Screw Up #1

I haven't always been a screw up i used to do things right. I used to be a big help to people. Everyone always told me i was smart, but i feel like it was all a lie and they were just trying to support me and help me on the right path. Sometimes I also think well maybe I was smart and a big help and people could count on me and somehow maybe I changed from smart to stupid. Sometimes I don't even know how  Iscrew things up. No one tells me I'm smart any more and it's rare someone will actually come to me for help either. I miss who I used to be and I don't know how to go back. It feels like all of a sudden within one year my life flipped and i became somone who's done everything wrong no matter how hard i actucally try to keep it from happening it still happens. I screw up in my job and im always looking for ways to improve and when i find them I try my best to use them and still i mess up at work. I feel so defeated and i don't know what to do about it.I always think well maybe this isn't the right job but then i feel like im saying that to convince myself of quiting and taking an easy way out im so lost and confused. I'm always in a war with my self arguing over right and wrong. At school I used to be almsost a strausght A student.
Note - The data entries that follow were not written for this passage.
PR #1808, opened 2026-05-29
Separate engine initialization from startup

jfallows:
## Description

This change separates engine initialization from startup by introducing an explicit `init()` method and refactoring the startup sequence. The key improvements are:

1. **New `init()` method**: Starts workers and boss threads eagerly, with idempotent behavior (safe to call multiple times)
2. **Deferred binding attachment**: The `start()` method now attaches bindings after initialization, allowing for optional pre-startup hooks
3. **EngineRule enhancement**: Added `beforeStart()` hook to allow tests to execute custom logic (e.g., waiting for external services) on a separate thread before engine startup, without blocking the test body

### Changes

**Engine.java**
- Added `initialized` AtomicBoolean field to track initialization state
- New `init()` method that idempotently starts workers and boss
- Modified `start()` to call `init()` first, ensuring backward compatibility

**EngineRule.java**
- Added `beforeStart` field and `beforeStart(Runnable)` configuration method
- Refactored `evaluate()` to spawn a separate "engine-rule-before-start" thread that:
  - Calls the optional `beforeStart` hook
  - Calls `engine.start()` to attach bindings
  - Handles errors and interrupts the test thread if needed
- Added `starter.join()` in finally block to ensure proper cleanup

**EngineTest.java**
- Added `shouldInitThenStart()` test: verifies init() followed by start() works correctly
- Added `shouldInitIdempotent()` test: verifies calling init() multiple times is safe

### Motivation

This separation enables test scenarios where initialization (worker/boss startup) must happen before a blocking operation (e.g., waiting for an external runtime), while keeping the test body non-blocking. The idempotent init() design maintains backward compatibility with existing code that calls start() directly.

### Test Plan

Added unit tests covering the new init() behavior and idempotency. Existing tests continue to pass as start() remains backward compatible.

https://claude.ai/code/session_01XcNeWBUJAA87NSf9R4KdVT

### DIFF
--- a/runtime/engine/src/test/java/io/aklivity/zilla/runtime/engine/test/EngineRule.java
+++ b/runtime/engine/src/test/java/io/aklivity/zilla/runtime/engine/test/EngineRule.java
@@ -101,7 +101,6 @@ public final class EngineRule implements TestRule
         this.properties = new Properties();
         this.exceptions = m -> false;
         this.interruptible = true;
-        this.beforeStart = null;
 
         configure(ENGINE_DRAIN_ON_CLOSE, true);
         configure(ENGINE_SYNTHETIC_ABORT, true);
--- a/runtime/engine/src/test/java/io/aklivity/zilla/runtime/engine/test/EngineRule.java
+++ b/runtime/engine/src/test/java/io/aklivity/zilla/runtime/engine/test/EngineRule.java
@@ -93,6 +93,7 @@ public final class EngineRule implements TestRule
     private Predicate<String> exceptions;
     private boolean interruptible;
     private boolean clean;
+    private Runnable beforeStart;
 
     public EngineRule()
     {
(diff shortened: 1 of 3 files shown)


runtime/engine/src/test/java/io/aklivity/zilla/runtime/engine/test/EngineRule.java
```diff
@@ -93,13 +93,15 @@ public final class EngineRule implements TestRule
...
     private boolean clean;
+    private Runnable beforeStart;
 
     public EngineRule()
     {
         this.builder = Engine.builder();
         this.properties = new Properties();
         this.exceptions = m -> false;
         this.interruptible = true;
+        this.beforeStart = null;
```
jfallows: Remove assignment of implicit default value.

jfallows (commented):
LGTM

I alwasy knew the answer and people looked at me like i had something worth showing that i was good at something, I had the talent to become something. Now in my schooling i still have most A's but i feel like I don't deserve them i always have the wrong answers in my english class. I'm not sure how i went from being someone to look up to, to being someone people could care less about because they can't do anything right. I don't know what to do and I'm so lost. Im desperate to change and get back to the old me, but no matter how long or much i think about where i went wrong i just can't seem to figure i out.